Does 16 seconds for 18-19g of grinds seem slow though? Or could this again be an awkward bean?


----------



## cuprajake (Mar 30, 2020)




----------



## Deegee (Apr 5, 2020)

Sounds like getting a bag from the local coffee shop is a winner, they should (hopefully) be de-gassed and ready to go!

When I had the MM a month back my Specialita was set @ 14.5 for a 19g dose, so not a long way from where you are adjustment-wise, but it was very fine, any coarser and it was a gusher, tbh I was concerned about puck fracture, but it worked out ok and was one of the best I've had in milk.


----------



## pandabear (Feb 12, 2014)

Deegee said:


> Sounds like getting a bag from the local coffee shop is a winner, they should (hopefully) be de-gassed and ready to go!
> 
> When I had the MM a month back my Specialita was set @ 14.5 for a 19g dose, so not a long way from where you are adjustment-wise, but it was very fine, any coarser and it was a gusher, tbh I was concerned about puck fracture, but it worked out ok and was one of the best I've had in milk.


 My thoughts exactly with the degassing. I know the guys there well so they'd definitely help with a week old bag if possible.

Glad to hear you got good results that way! Puck fracture was another problem I thought I might make for myself but the consistency of the bad results makes me think not.

Your grind time seems the same as mine relatively if you factor in the extra 10% burr size on the Specialita and your time is roughly 10% less than mine. Either way will keep an eye on time when grinding the next beans as could be indicative of any issue to do with the grinder.

@Cuprajake I assume in that video that you're probably not grinding as fine as what me and @Deegee are and therefore getting 19g out in the shorter time?


----------



## Mrboots2u (May 10, 2013)

A lot of posts on here and dont always have the time to read em all, so ill generalise as to why and some solutions .
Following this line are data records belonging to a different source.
PR #985, opened 2019-04-11
salt: set `salt-master` log-level to `info`

NicolasT:


TeddyAndrieux (approved):

NicolasT:
@bert-e approve

salt/metalk8s/salt/master/files/salt-master-pod.yaml.j2
```diff
@@ -27,6 +27,7 @@ spec:
   containers:
     - name: salt-master
       image: {{ build_image_name(salt_master_image, salt_master_version) }}
+      args: ['--log-level=info']
```
sayf-eddine-scality, line 30: we can remove skipping salt master pod log check in tests in this case :)

NicolasT: No, we'd still run into the 'multi-container Pod' issue.

The test to validate logs are tracked does its job, even when skipping `salt-master`. I don't think we should put any extra energy in it.

sayf-eddine-scality: well imo it does not check if salt-master is logging to stdout or to some logfile somewhere, I dont understand how the salt pod is affected by the 'multi-container' pod issue

NicolasT: The test invokes `kubectl logs $POD` as-is. If a Pod has multiple containers in it, one must specify the container name as well to get its logs. Since the test is implemented by looping over Pods it finds, this fails when it tries to retrieve the logs from the `salt-master` Pod. Fixing this would require rewriting the test, to get a list of containers in a Pod from the API, and retrieve logs per-container.

sayf-eddine-scality: given that salt-master and salt-api are in the same component it maybe worth it to use `--all-containers=true` to get the logs or re-implementing the test, tbd later so

PR #988, opened 2019-04-11
Run all tests in multi-nodes deployment in CI

gdemonet:
## What

This PR introduces a new VM in the Terraform multi-nodes spawn process, called _**bastion**_. It allows one to have access to the private networks spawned, unlike the Eve worker.

The post-install tests (defined under `tests/post`) are now all run without custom options in the multi-nodes deployment context (previously, we invoked `pytest` with custom CLI options `--bootstrap-ip` and `--skip-tls-verify` for performing KubeAPI calls from outside the control-plane network).

## How to test

Look at Eve build reports, see that the tests all run in the multi-nodes stage (no test is skipped).

## Left to do

Some tasks, related to this PR, will need to be tackled in (yet-to-be-created) other issues:

- One would want the bastion to run the install scenario instead of the worker
- One would want to have a more friendly Terraform tooling, usable locally
- One would like to remove `kubectl` invocations in tests, and only use the Python Kubernetes client instead


eve/workers/openstack-multiple-nodes/terraform/network.tf
```diff
@@ -6,9 +8,62 @@ variable "openstack_network" {
   }
 }
 
+# Default internal networks
+variable "control_plane_cidr" {
+  type    = "string"
+  default = "172.21.254.0/28"
```
NicolasT: Can I suggest to use *another* subnet for these two, such that we never accidentally make assumptions on the Vagrant environment being 'the default'?

gdemonet: Yes we can, what would fit in your opinion? `172.22.254.X` instead of `172.21.254.X` would be OK?

gdemonet: Done: 070c4a8

gdemonet:
@bert-e reset

gdemonet:
@bert-e reset

NicolasT:
Does this actually enable all tests we're currently skipping in multi-node CI?

gdemonet:
> Does this actually enable all tests we're currently skipping in multi-node CI?

Yes, because we were using the `--bootstrap-ip` pytest CLI option to "know" whether the tests run in a multi-node context. However, I forgot to remove that code from the tests themselves, I guess I should do it in this PR.

NicolasT:
> > Does this actually enable all tests we're currently skipping in multi-node CI?
> 
> Yes, because we were using the `--bootstrap-ip` pytest CLI option to "know" whether the tests run in a multi-node context. However, I forgot to remove that code from the tests themselves, I guess I should do it in this PR.

Yes please :)

gdemonet:
> Yes please :)

Done: e528597

gdemonet:
@bert-e approve

NicolasT (approved):

Issue #979, opened 2019-04-11
Create a salt module that `drain` node


TeddyAndrieux:
For maintenance/upgrade we need to be able to `drain` a node.

Need to implement a `kubectl drain <node>` like in salt.

https://kubernetes.io/docs/tasks/administer-cluster/cluster-management/#maintenance-on-a-node

jbertran:
Closed by #992

PR #992, opened 2019-04-12
Add node_drain function

cmonfort:
**Component**: salt

**Context**: To upgrade, we need to be able to drain nodes. Tackles #979 

**Summary**:

Add a `drain` capability to our salt custom modules and states. Since we are beginning to have a *very* significant `metalk8s_kubernetes` custom module/state, we split the `drain` and `cordon` logic outside of it.

We take a few shortcuts to get this to land:

* No use of the `Discovery` API to find out whether or not k-a supports eviction, since all versions we support *do* support eviction
* No management of deletion vs eviction, for the same reason
* No parallel execution of Eviction object creation and waiting, differing from the `kubectl` implementation
* No handling of a potential `TooManyRequests` error, requires more investigation to get it from the raw k-a request.

**Acceptance criteria**:

Test by applying the following patch (edit `node_name` to target a different node):

```diff
diff --git a/buildchain/buildchain/salt_tree.py b/buildchain/buildchain/salt_tree.py
index cb29f6ec..c658fe11 100644
--- a/buildchain/buildchain/salt_tree.py
+++ b/buildchain/buildchain/salt_tree.py
@@ -199,6 +199,7 @@ SALT_FILES : Tuple[Union[Path, targets.FileTarget], ...] = (
     Path('salt/metalk8s/orchestrate/bootstrap/init.sls'),
     Path('salt/metalk8s/orchestrate/bootstrap/accept-minion.sls'),
     Path('salt/metalk8s/orchestrate/deploy_new_node.sls'),
+    Path('salt/metalk8s/orchestrate/test_drain.sls'),
     Path('salt/metalk8s/orchestrate/upgrade/etcd.sls'),
 
     Path('salt/metalk8s/registry/deployed.sls'),
diff --git a/salt/metalk8s/orchestrate/test_drain.sls b/salt/metalk8s/orchestrate/test_drain.sls
new file mode 100644
index 00000000..64683ecb
--- /dev/null
+++ b/salt/metalk8s/orchestrate/test_drain.sls
@@ -0,0 +1,8 @@
+Test drain function:
+  module.run:
+    - metalk8s_kubernetes.node_drain:
+        - node_name: "bootstrap"
+        - force: False
+        - ignore_daemonset: True
+        - delete_local_data: True
+        - kubeconfig: {{ pillar['kubeconfig'] }}
```

In your salt-master container, run:

```shell
salt-run saltutil.sync_all saltenv=metalk8s-2.0
salt-run state.orch metalk8s.orchestrate.test_drain saltenv=metalk8s-2.0 pillar='{"kubeconfig": "/etc/kubernetes/admin.conf"}'
```

**Expectations**

When calling the custom state `node_drained` on a node:

* a dummy application pod on the node gets deleted
* the state returns a `CommandExecutionError`:
  *  if there is a daemonset pod on the node unless `force` is set to `True`
  * if there is a pod with local storage unless `_delete_local_data` is set to `True`
  * if there is a pod with the annotation `kubernetes.io/config.mirror`

Additionally, after the state returns, the node should be unschedulable (i.e. still cordoned).


NicolasT:
Let's try to keep the implementation as close to https://github.com/kubernetes/kubernetes/blob/ca89308227abdf4f2c895118528c354c32aa3046/pkg/kubectl/cmd/drain.go#L239 as possible :)

salt/_modules/kubernetesmod.py
```diff
@@ -2276,3 +2276,32 @@ def node_set_taints(node_name, taints, **kwargs):
...
+    '''
+
+    '''
+    Data:
+        * List of namespaces
+        * List of pods to evict (for a given namespace)
+        * List of evicted pods to delete (for a given namespace)
+
+    Get list of all namespaces (need to handle continue parameter?)
+    For given node:
```
sayf-eddine-scality: shouldn't we mark the node as unschedul-able (cordon) so no new pods enter while we are draining ?

sayf-eddine-scality (dismissed):

salt/_modules/kubernetesmod.py
cmonfort: cordon should have been made before calling drain...

NicolasT: Yes (as does `kubectl drain`), otherwise the draining process will never converge.

cmonfort: yep...

salt/_modules/metalk8s_cordon.py
```diff
@@ -0,0 +1,117 @@
...
+        self._conditions = conditions
+
+    setattr(
+        V1beta1CustomResourceDefinitionStatus, 'conditions',
+        property(
+            fget=V1beta1CustomResourceDefinitionStatus.conditions.fget,
+            fset=set_conditions
+        )
+    )
+    # End of workaround
```
TeddyAndrieux: I think this workaround is not needed here

salt/_modules/metalk8s_cordon.py
```diff
@@ -0,0 +1,117 @@
+import logging
+
+from salt.exceptions import CommandExecutionError
+
+import metalk8s_kubernetes
```
TeddyAndrieux: Weird, you "by pass" the "virtual check" + "virtual name" by importing directly the python module.

Would suggest to use `__salt__['metalk8s_kubernetes.<function>']` instead of importing the python module

Or if we have some "private" python function we want to use in several modules then we should have some `utils`
https://docs.saltstack.com/en/latest/topics/utils/index.html

salt/_modules/metalk8s_drain.py
```diff
@@ -0,0 +1,516 @@
+import logging
+import operator
+import time
+
+from salt.exceptions import CommandExecutionError
+
+import metalk8s_cordon
+import metalk8s_kubernetes
```
TeddyAndrieux: Same as above

salt/_modules/metalk8s_drain.py
```diff
@@ -0,0 +1,516 @@
...
+        self._conditions = conditions
+
+    setattr(
+        V1beta1CustomResourceDefinitionStatus, 'conditions',
+        property(
+            fget=V1beta1CustomResourceDefinitionStatus.conditions.fget,
+            fset=set_conditions
+        )
+    )
+    # End of workaround
```
TeddyAndrieux: Same, this workaround is maybe not needed here

TeddyAndrieux (changes requested):

salt/_modules/metalk8s_cordon.py
jbertran: Seen f2f - the workaround is for most listing operations but operates by modifying an underlying operation.

salt/_modules/metalk8s_cordon.py
jbertran: As we saw, `_utils` is not adapted to grabbing config items. Did the custom module for support functions - in this case, we only need `setup_conn` and `cleanup` from the `metalk8s_kubernetes` module.

salt/_modules/metalk8s_cordon.py
```diff
@@ -0,0 +1,113 @@
...
+    Return unschedulable value of the node identified by the specified name
+
+    CLI Examples::
+
+        salt '*' kubernetes.node_unschedulable node_name="minikube"
+    '''
+    match = __salt__['metalk8s_kubernetes.node'](node_name, **kwargs)
+
+    if match is not None:
+        return match['spec']['unschedulable'] or False
```
gdemonet, line 47: Why do we need this `or False`? `.spec.unschedulable` could be `None`?

salt/_modules/metalk8s_drain.py
```diff
@@ -0,0 +1,529 @@
+import logging
+import operator
+import time
+
+from salt.exceptions import CommandExecutionError
+
+try:
+    import kubernetes  # pylint: disable=import-self
```
gdemonet: This `pylint` disable isn't required IIUC

salt/_modules/metalk8s_drain.py
```diff
@@ -0,0 +1,529 @@
...
+
+class DrainException(Exception):
+    '''General purpose drain exception.'''
+
+    def __init__(self, message):
+        super(DrainException, self).__init__()
+        self.message = message
+
+    def __str__(self):
+        print(self.message)
```
gdemonet: `__str__` shouldn't print anything, but instead return a string... Stray debugging code?

salt/_modules/metalk8s_drain.py
```diff
@@ -0,0 +1,529 @@
...
+
+
+class DrainTimeoutException(DrainException):
+    '''Timeout-specific drain exception.'''
+    pass
+
+
+def _mirrorpod_filter(pod):
```
gdemonet, line 63: I'm curious, does it mean we can't drain static Pods? (cause that's what the `config.mirror` annotation is for)

salt/_states/metalk8s_drain.py
```diff
@@ -0,0 +1,32 @@
+from __future__ import absolute_import
```
jbertran, line 1: I'm not sure we need this file, if draining will only be done within an orchestrate we can just use a `module.run`

salt/_modules/metalk8s_cordon.py
jbertran: Can be removed since that correction is only for CRDs. It may arise for other listing endpoints though.

salt/_modules/metalk8s_drain.py
```diff
@@ -0,0 +1,512 @@
...
+    def localstorage_filter(self, pod):
+        '''Check if given pod can be elected for deletion,
+        regarding local storage
+
+        return: (deletable: bool, warning: str)
+        raises: DrainException if deleting local data is not possible
+        '''
+        if not _has_local_storage(pod):
+            return True, ""
+        if not self._delete_local_data:
```
gdemonet:
```suggestion
        if not self.delete_local_data:
```

salt/_modules/metalk8s_drain.py
```diff
@@ -0,0 +1,512 @@
...
+        return: (deletable flag, warning msg, fatal msg)
+        '''
+        # finished pods can be removed
+        if pod.status.phase in (POD_STATUS_SUCCEEDED, POD_STATUS_FAILED):
+            return True, None, None
+
+        try:
+            controller_ref = self.get_pod_controller(pod)
+        except DrainException as exc:
+            raise
```
gdemonet: Not sure if necessary, this `try/except` is basically a no-op

salt/_modules/metalk8s_drain.py
```diff
@@ -0,0 +1,512 @@
...
+            return True, ""
+        if not self._delete_local_data:
+            raise DrainException(self.FATAL_MSG["localStorage"])
+        return True, self.WARNING_MSG["localStorage"]
+
+    def unreplicated_filter(self, pod):
+        '''Check if given pod can be elected for deletion,
+        regarding replication
+
+        return: (deletable flag, warning msg, fatal msg)
```
gdemonet: Signature doesn't seem consistent, you either return:

- `True, None, None` for finished pods
- `True, ""` if you have a controller
- `True, self.WARNING_MSG["unmanaged"]` if you don't and `force == True`

And it seems fatal messages are actually not returned, but instead raised through `DrainException`

salt/_modules/metalk8s_drain.py
```diff
@@ -0,0 +1,512 @@
...
+        '''Get the controller object from a reference to it
+
+        return:
+          - the controller object if found
+          - None if not found
+        raises: CommandExecutionError if API fails
+        '''
+        API_CONTROLLERS = {
+            "ReplicationController": {
+                "call": "CoreV1Api->list_namespaced_replication_controller",
```
gdemonet, line 255: (minor) You could build this one on the fly:

```python
api_source = kubernetes.client.CoreV1Api
api_operation = "list_namespaced_replication_controller"
call = "{}->{}".format(api_source.__qualname__, api_operation)
```

salt/_modules/metalk8s_drain.py
```diff
@@ -0,0 +1,512 @@
...
+            )(
+                namespace=namespace,
+                field_selector='metadata.name={0}'.format(controller_ref.name)
+            )
+        except (ApiException, HTTPError) as exc:
+            if isinstance(exc, ApiException) and exc.status == 404:
+                return None
+
+            log.exception('Exception when calling %s', api_call)
+            raise CommandExecutionError(exc)
```
gdemonet: I suppose you need to cast `exc` into a string

salt/_modules/metalk8s_drain.py
```diff
@@ -0,0 +1,512 @@
...
+        '''Get a pod's controller object reference
+
+        return: controller
+        raises: DrainException if controller not found
+        '''
+        controller_ref = _get_controller_of(pod)
+        if controller_ref is None:
+            return None
+        # Fire error if - and only if - controller is gone/missing...
+        # TODO: Is it done
```
gdemonet: Can we remove this `TODO`? It's quite obvious that the response of a `list_...` request will be an empty list if no match was found.

salt/_modules/metalk8s_drain.py
```diff
@@ -0,0 +1,512 @@
...
+        node identified by the name `node_name`.
+        '''
+        warnings = {}
+        failures = {}
+        pods = []
+
+        try:
+            api_instance = kubernetes.client.CoreV1Api()
+            api_response = api_instance.list_pod_for_all_namespaces(
+                field_selector='spec.nodeName={0}'.format(self._node_name)
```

Coffee is stale and or dose is too small to great resistance , or its too light . Too light should be pretty easy to tell from outer colour . CHANGE TO A KNOWN COFFEE

Puck is channeling ( to find a grind, too little , too much head room, poor puck prep , ill fitting tamper or all the ) GET A NAKED PF

Grinder is askew , needs shimming , burrs knackered , not aligned, zero point is wrong . CLEAN AND PUT BACK TOGETHER , RE ZERO

Degassing can make shots pull inconsistently and taste bad but Ive yet to find one that means puck resistance is this poor .

9/10 its coffee related with some poor puck prep


----------



## ajohn (Sep 23, 2017)

Adding to @Mrboots2u. The idea of zeroing the burrs is to detect the point where they are touching to avoid running there for any length of time. It says nothing about how close to that point the adjustment may need to be to set a ratio. Nothing at all.

I can understand why some one might have culture shock when switching from an SGP because they wont be aware of how little the burrs actually move when an adjustment is made. They too can be calibrated at the point where the burrs just touch at min setting and just one setting away from that and they run clear. It's not easy to set them like that. They are usually correctly calibrated anyway and variations in that just change the numbers not the grind. Flat is much easier. One of the odd things I found with the SGP is that I could tune any supermarket bean I tried and I do mean any. A number of them.  Main problem was the taste.

Seeing mention of Monsooned the dark roast does need an unusually fine grind. The only one I am aware of but there may be others. At a medium level it ideally needs grade one bean selected and rated by a coffee taster. Ones i have tried have been hit and miss. The state dark roast arrives in usually varies with the roaster as well. Also the basic bean taste.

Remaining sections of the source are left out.